ABA President Laurel G. Bellows urged a House Appropriations subcommittee March 21 to provide $440 million in fiscal year 2014 for the Legal Services Corporation (LSC), emphasizing that the increasing number of people eligible for legal aid makes adequate funding for LSC more important than ever.
LSC’s current funding is $358 million, set by the final fiscal year 2013 continuing resolution signed March 26 by the president. That figure, however, is expected to be further decreased in 2014 by approximately $18 million as a result of budget caps established under the Budget Control Act of 2011.
Bellows – in her statement to the Subcommittee on Commerce, Justice, Science and Related Agencies – explained that LSC was funded at $420 million in 2010, and the recommended $440 million for fiscal year 2014 is a conservative estimate of the 2010 appropriations figure indexed for inflation.
“The ABA understands that federal funding must be carefully apportioned among many worthwhile programs and that the government has serious budgetary limitations,” Bellows said. “At the same time, the responsibility for providing justice for Americans is an obligation of government, referenced in the Preamble of the U.S. Constitution. The need for increased funding for LSC is paramount: for justice to prevail, access to justice must be universal,” she stressed.
Bellows explained that LSC, the largest provider of civil legal assistance to the poor in the nation, offers civil legal assistance to Americans at or below 125 percent of the federal poverty guidelines by providing grants to 134 local programs operating in all 50 states, the District of Columbia and Puerto Rico. Individuals receiving assistance include veterans returning from war, domestic violence victims, individuals undergoing foreclosure or other housing issues, those coping with the after-effects of natural disasters, and families involved in child custody disputes.
Limited resources prevent LSC grantees from responding to more than half the applications for legal assistance by eligible individuals. The actual level of need is even larger than the current demand reflects because many poor people with life-altering legal problems “simply do not seek assistance because they are aware that they have at best a 50-50 chance of getting help,” Bellows said.
“Civil legal aid for the poor is a prime example of constituent services provided in every congressional district in the United States,” Bellows told the subcommittee. She emphasized that the services received through LSC-funded programs help prevent individuals from requiring assistance from public social service programs that could lead to a long-term reliance on such programs.

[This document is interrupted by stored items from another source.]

PR #424, opened 2019-12-05
[CIRC-582] Broken schedule notices records block notices processing

OleksandrVidinieiev:
## Purpose

Currently, if processing one individual scheduled notice fails, the whole notice-queue handling process is halted. So if the first notice in the queue is "broken", we are stuck: no notice will ever be processed.

The purpose of this fix is to extend the notices processing logic in order to:
1) delete notices with missing referenced entities (e.g. items, loans, etc.)
2) not interrupt the process in case such notices are encountered in the queue

## Approach

First step of notice processing is fetching the loan, associated with current notice. Then, if the loan is retrieved successfully, we fetch item and user associated with it. The idea of this fix is:
- check if these three entities were fetched successfully, and delete the notice immediately if they were not
- break the dependency between results of handling consecutive notices to allow uninterrupted processing of all notices in the queue

## Pre-Merge Checklist:


marcjohnson-kint:
> check if these three entities were fetched successfully, and delete the notice immediately if they were not

What if the inability to fetch an entity is temporary? Is it acceptable that notices are lost because of temporary outages?

> break the dependency between results of handling consecutive notices to allow uninterrupted processing of all notices in the queue

How do folks know that some notices were queued and failed, rather than not queued at all?

src/main/java/org/folio/circulation/domain/notice/schedule/DueDateNotRealTimeScheduledNoticeHandler.java
```diff
@@ -63,14 +64,23 @@ public DueDateNotRealTimeScheduledNoticeHandler(
...
+  private CompletableFuture<Result<List<Pair<ScheduledNotice, LoanAndRelatedRecords>>>> handleFailures(
+    List<Result<Pair<ScheduledNotice, LoanAndRelatedRecords>>> results) {
+    results.removeIf(r -> dueDateScheduledNoticeHandler.failedToFindRecordOfType(r, REQUIRED_REC_TYPES));
+    return CompletableFuture.completedFuture(results)
+      .thenApply(Result::combineAll);
+  }
+
   private CompletableFuture<Result<Pair<ScheduledNotice, LoanAndRelatedRecords>>> getContext(ScheduledNotice notice) {
     return loanRepository.getById(notice.getLoanId())
+      .thenCompose(r -> dueDateScheduledNoticeHandler.deleteNoticeIfLoanIsMissingOrIncomplete(r, notice))
```
marcjohnson-kint: Do we really want to delete it here?

An alternative could be to use the `handleFailures` method to partition the results by success and failure, map failure to deletion (if we are sure we want to do that, rather than mark them in some way) and success to sending.

OleksandrVidinieiev:
> 
> 
> > check if these three entities were fetched successfully, and delete the notice immediately if they were not
> 
> What if the inability to fetch an entity is temporary? Is it acceptable that notices are lost because of temporary outages?

The alternative to that would be leaving failed notices in the queue and letting them pile up, up until the point where all the notices fetched by the handler are broken. It would be great to have 404 translated into a failed `Result` with corresponding `HttpFailure` as a cause, as we do when fetching loans. This way we can delete broken notices only when we know that the referenced loan does not exist, and not when `mod-circulation-storage` in unreachable. But with current implementation we just ignore 404 when fetching items and users, and translate it into 500 when fetching loan policy.

> > break the dependency between results of handling consecutive notices to allow uninterrupted processing of all notices in the queue
> 
> How do folks know that some notices were queued and failed, rather than not queued at all?

We log a message every time a notice with a missing referenced entity is deleted.

src/main/java/org/folio/circulation/domain/notice/schedule/DueDateNotRealTimeScheduledNoticeHandler.java
OleksandrVidinieiev: You are right, it does sound better. One of the priorities of this implementation was to achieve maximum code reuse between real-time and non-real-time notice handlers. I tried the approach you suggested, and while it worked just fine in the former, it has proven to be more verbose and complicated in the latter. For instance, when we get to the method `handleFailures`, we have no idea which notice a failed result result belongs to. Yes, we can work around this, but it just makes things overly complicated.
In short, even though the approach I used is not the most straightforward, deleting notices right on the spot makes the code a more concise and allows more code reuse.

src/main/java/org/folio/circulation/domain/notice/schedule/DueDateScheduledNoticeHandler.java
```diff
@@ -15,12 +18,23 @@
...
 
 import io.vertx.core.json.JsonObject;
+import org.slf4j.Logger;
+import org.slf4j.LoggerFactory;
 
 public class DueDateScheduledNoticeHandler {
+  private static final Logger log = LoggerFactory.getLogger(MethodHandles.lookup().lookupClass());
+
+  private static final String NOTICE_DELETION_MSG = "Deleting scheduled notice {} as referenced {} {} was not found";
+  private static final String USER_REC_TYPE = "user";
```
bohdan-suprun: Does the `REC` mean record here? Could it be renamed to `USER_RECORD_TYPE` then?

src/main/java/org/folio/circulation/domain/notice/schedule/DueDateScheduledNoticeHandler.java
```diff
@@ -70,12 +84,46 @@ public DueDateScheduledNoticeHandler(
...
+      if (loan.getUser() == null) {
+        return deleteInvalidNoticeAndFail(notice, USER_REC_TYPE, loan.getUserId());
+      }
+    }
+    return completedFuture(result);
+  }
+
+  private CompletableFuture<Result<Loan>> deleteInvalidNoticeAndFail(
+      ScheduledNotice notice, String missingRecordType, String missingRecordId) {
+    log.info(NOTICE_DELETION_MSG, notice.getId(), missingRecordType, missingRecordId);
```
bohdan-suprun: It is more clear for me to have explicit logging message instead of extracting it to the constant.

bohdan-suprun:
```suggestion

    log.info(NOTICE_DELETION_MSG, notice.getId(), missingRecordType, missingRecordId);
```

src/main/java/org/folio/circulation/domain/notice/schedule/DueDateScheduledNoticeHandler.java
```diff
@@ -70,12 +84,46 @@ public DueDateScheduledNoticeHandler(
...
       .thenCompose(r -> r.after(records -> sendNotice(records, notice)))
-      .thenCompose(r -> r.after(relatedRecords -> updateNotice(relatedRecords, notice)));
+      .thenCompose(r -> r.after(relatedRecords -> updateNotice(relatedRecords, notice)))
+      .thenApply(r -> r.mapFailure(this::handleFailure));
+  }
+
+  CompletableFuture<Result<Loan>> deleteNoticeIfLoanIsMissingOrIncomplete(
+      Result<Loan> result, ScheduledNotice notice) {
+
+    if (failedToFindRecordOfType(result, LOAN_REC_TYPE)) {
```
bohdan-suprun: It seems to me that we will need to add/remove some 'rules' when a notice should be removed.

I it possible to introduce a `shouldDeleteNotice` method. And depending on the result of the method do deletion or not.

OleksandrVidinieiev: Here we not only decide whether we should delete a notice, but also determine which referenced entity is missing. And since both of these tasks share the same condition, it makes sense to perform them simultaneously. In this case extracting this new method might not be the best idea.

src/main/java/org/folio/circulation/domain/notice/schedule/DueDateScheduledNoticeHandler.java
OleksandrVidinieiev: done

OleksandrVidinieiev: good point, done

src/main/java/org/folio/circulation/domain/notice/schedule/DueDateScheduledNoticeHandler.java
OleksandrVidinieiev: done

src/main/java/org/folio/circulation/domain/notice/schedule/DueDateScheduledNoticeHandler.java
bohdan-suprun: Thanks for explaining. Let's leave it as is.

src/main/java/org/folio/circulation/domain/notice/schedule/DueDateNotRealTimeScheduledNoticeHandler.java
```diff
@@ -63,14 +64,23 @@ public DueDateNotRealTimeScheduledNoticeHandler(
   }
 
   private CompletableFuture<Result<Void>> handleNoticeGroup(List<ScheduledNotice> noticeGroup) {
-  return allOf(noticeGroup, this::getContext)
+  return allResultsOf(noticeGroup, this::getContext)
```
bohdan-suprun: If I correctly understand, the removal logic works in two steps:
1. `getContext` removes a notice if a reference record missed (either loan, item or user);
1. Then `handleNoticeGroup` method invokes `handleFailures` method that removes the failed notices from the list, so they won't be sent.

Am I correct understand?

If so, then I think we should do these two operations within single place/method, as they actually represent a single operation.

OleksandrVidinieiev: You did understand it correctly. But in this case even though these are two steps of the same operation, they cannot be done in one place: each invocation of `getContext` has to return something even for an "invalid" notice. So we still have to handle and filter all the results in `handleNoticeGroup`.

OleksandrVidinieiev: You did understand it correctly. But in this case even though these are two steps of the same operation, they cannot be done in one place: each invocation of `getContext` has to return something even for an "invalid" notice. So we still have to handle and filter all the results in `handleNoticeGroup`.

bohdan-suprun: Ok, let's leave it as is.

src/main/java/org/folio/circulation/domain/notice/schedule/DueDateNotRealTimeScheduledNoticeHandler.java
marcjohnson-kint: Fair enough, I tend to want to separate the determination of a state from the decision. If that doesn't work in this case, that's ok.

marcjohnson-kint:
> We log a message every time a notice with a missing referenced entity is deleted.

Whilst that might be useful for operations folks, I imagine the library staff might need this information to answer patron enquiries. That's likely out of scope of this work.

Bellows emphasized that federal funding to LSC provides a foundation for the country’s legal aid delivery system and is supplemented by other funding sources, including state government funding and use of court fees and fines to support legal aid. She explained, however, that federal funding is increasingly critical because the recent recession has diminished the other funding sources, and pro bono efforts, while critical, are insufficient to completely replace federal legal aid funding.